[Stored data]
PR #1446, opened 2020-12-30
Add inference hints to SkipConnection

DhairyaLGandhi:
Removed a bit of the docs that was a bit misleading and added inference hints to the type of `SkipConnection`.

### DIFF
--- a/src/layers/basic.jl
+++ b/src/layers/basic.jl
@@ -241,7 +241,7 @@ through a user-supplied 2-argument callable. The first argument to the callable
 will be propagated through the given `layer` while the second is the unchanged,
 "skipped" input.
 
-The simplest "ResNet"-type connection is just `SkipConnection(layer, +)`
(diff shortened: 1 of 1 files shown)


src/layers/basic.jl
```diff
@@ -241,8 +241,7 @@ through a user-supplied 2-argument callable. The first argument to the callable
 will be propagated through the given `layer` while the second is the unchanged,
 "skipped" input.
 
-The simplest "ResNet"-type connection is just `SkipConnection(layer, +)`,
-and requires the output of the layers to be the same shape as the input.
+The simplest "ResNet"-type connection is just `SkipConnection(layer, +)`
```
CarloLucibello, line 244:
```suggestion
The simplest "ResNet"-type connection is just `SkipConnection(layer, +)`.
```

CarloLucibello (dismissed):

PR #2576, opened 2025-01-05
Add reactant forward and reverse pass tests

wsmoses:
Note that Reactant will automatically select a GPU backend, if available, and TPU backend, if available. Otherwise it will fall back to CPU.

cc @CarloLucibello @mcabbott


Project.toml
```diff
@@ -18,6 +18,7 @@ Optimisers = "3bd65402-5787-11e9-1adc-39752487f4e2"
 Preferences = "21216c6a-2e73-6563-6e65-726566657250"
 ProgressLogging = "33c8b6b6-d38a-422a-b730-caa89a2f386c"
 Random = "9a3f8284-a2c9-5f02-9a11-845980a1fd5c"
+Reactant = "3c362404-f566-11ee-1572-e11a4b42c853"
```
ToucheSir, line 21: Much like we do with Enzyme and the GPU libraries, installing Reactant on CI should be gated behind an env var (reusing `FLUX_TEST_ENZYME` is probably fine), and it should definitely not show up as a normal dep. As for why:

1. Any non-hard dep that tends to be sensitive to changes in Julia internals (i.e. anything which uses `Core.Compiler` or GPUCompiler a lot) needs to be cordoned off, lest it takes down CI runs for everything else.
2. Most of these libraries add significant compilation time, and our CI already struggles with that.
3. If for whatever reason there is not enough short- or long-term bandwidth available downstream to fix issues which pop up in these tests, it's much easier to disable them. We had this problem before where legacy integration tests keep CI red and make pushing through critical bug fixes all that more tedious.

mcabbott: More narrowly, this line is in the main Project.toml not the tests, so it's adding Reactant as a full-time dep, although it isn't loaded.

mcabbott: Agree about trying to decouple tests. In the test Project.toml, we do not declare dep on CUDA, but for some reason we do GPUCompiler? Which can't be installed on 1.12 right now, tests fail.

wsmoses: ah yeah sorry, I meant to open this as a draft PR to see folks appetite (and see if this is a reasonable place for adding inference and gradient tests). For some reason I don't have permission to change it to draft?

I'll fix up the dependency structure shortly, but I had done that locally for seeing what works or not offhand

wsmoses:
okay this is now ready, and all labeled tests pass on my machine (with the reactant I just released a few minutes ago).

Several tests here fail for some weird reasons. Some are clear and have issues already.

Others appear to be issues in flux itself (specifically the "all arguments must have at least the same length of the firs one" ones). 

We can go ahead and merge for now, but would you guys be able to figure out is going awry with the remaining ones?

CarloLucibello:
I can give it a try

test/runtests.jl
```diff
@@ -13,6 +13,8 @@ using Pkg
 using FiniteDifferences: FiniteDifferences
 using Functors: fmapstructure_with_path
 
+using Reactant
```
mcabbott, line 16: This loads it before the `if FLUX_TEST_REACTANT
  Pkg.add("Reactant")` below?

PR #2587, opened 2025-02-06
fix `cpu(dataloader)`

CarloLucibello:
Fix https://github.com/JuliaML/MLUtils.jl/issues/198


ToucheSir (approved):
I'm wondering if we should separate out many of the Enzyme and all of the Reactant tests to their own CI pipeline because they are so incredibly flaky. It really ruins the effectiveness of CI as a tool.

Issue #2506, opened 2024-10-25
Weights shape not validated against kernel, channels


BioTurboNick:
```
weights = Flux.kaiming_normal()(3, 3, 1)
Conv((3, 3), 1 => 1; pad = (1, 1), init = (_...) -> weights)
# Conv((3,), 3 => 1, pad=1)  # 10 parameters

weights = Flux.kaiming_normal()(3, 3, 1, 1)
Conv((3, 3), 1 => 1; pad = (1, 1), init = (_...) -> weights)
# Conv((3, 3), 1 => 1, pad=1)  # 10 parameters
```

I wanted to strictly specify the weight init for testing, but encountered this odd result. I think there should be validation to ensure that the weight shape matches the kernel size and input channels, and error if there is a mismatch.

CarloLucibello:
yes, definitely those sizes should be validated.

mcabbott:
You might be looking for `Conv(weights; pad=(1,1))`? I.e. there's a method which accepts `weights::Array`, for exactly this purpose. It does not take `(3, 3), 1 => 1` since, as you note, these are implied by the array size.

The methods which accept an `init` function certainly assume `size(init(s...)) == s`. Maybe they can all be made to check somehow but it does seem a somewhat strange path. 

> The initialisation of the weight matrix is `W = init(out, in)`, calling the function given to keyword init

BioTurboNick:
Ah, that's fair, thanks. Didn't think to look for a different method signature for this.

mcabbott:
The check if we do want one could look like this -- maybe not as messy as I pictured it being, at first:
```julia
function _sizecheck(f, sz::Integer...)
  W = f(sz...)
  size(W) == sz || error("bad size! (except more friendly)")
  W
end

function Dense((in, out)::Pair{<:Integer, <:Integer}, σ = identity;
               init = glorot_uniform, bias = true)
  # Dense(init(out, in), bias, σ)  # current code
  Dense(_sizecheck(init, out, in), bias, σ)  # with new check
end
```
(When you pass an array `bias = [1,2,3.]` to layer constructors, I think it is always checked for size.)

CarloLucibello:
This is already implemented — `Flux._sizecheck` validates that an `init` function returns an array of the requested size, and the example in the OP now errors:

```julia
julia> weights = Flux.kaiming_normal()(3, 3, 1);

julia> Conv((3, 3), 1 => 1; pad = (1, 1), init = (_...) -> weights)
[...]

PR #2590, opened 2025-02-13
Added shape validation for Conv weight tensor

mikymatt01:
This pull request addresses an issue that was raised in [Flux.jl Issue #2506](https://github.com/FluxML/Flux.jl/issues/2506).
### Problem
Initially, when we overwrote the `init` function with a tensor of a shape different from the one specified by the `k` and `ch` parameters, the `Conv` function would create a filter using the shape of the `init` tensor instead of using the shape defined by the input parameters. This led to unexpected behavior.

### Solution
In this modification, if the shape of the created weight tensor does not match the expected shape (k..., ch.first ÷ groups, ch.second), an error is now raised. This ensures that the filter shape is consistent with the input parameters, preventing potential mismatches in convolution operations.
```
weights = Flux.kaiming_normal()(3, 3, 1)
Conv((3, 3), 1 => 1; pad = (1, 1), init = (_...) -> weights)
# Expected shape: (3, 3, 1, 1), got (3, 3, 1), error

weights = Flux.kaiming_normal()(3, 3, 1, 1)
Conv((3, 3), 1 => 1; pad = (1, 1), init = (_...) -> weights)
# Expected shape: (3, 3, 1, 1), got (3, 3, 1, 1), ok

- Directions for this task:
Your task is to list each line of the records with the word "through".

- Solution to this problem:
@@ -241,7 +241,7 @@ through a user-supplied 2-argument callable. The first argument to the callable
 will be propagated through the given `layer` while the second is the unchanged,
@@ -241,8 +241,7 @@ through a user-supplied 2-argument callable. The first argument to the callable
 will be propagated through the given `layer` while the second is the unchanged,
3. If for whatever reason there is not enough short- or long-term bandwidth available downstream to fix issues which pop up in these tests, it's much easier to disable them. We had this problem before where legacy integration tests keep CI red and make pushing through critical bug fixes all that more tedious.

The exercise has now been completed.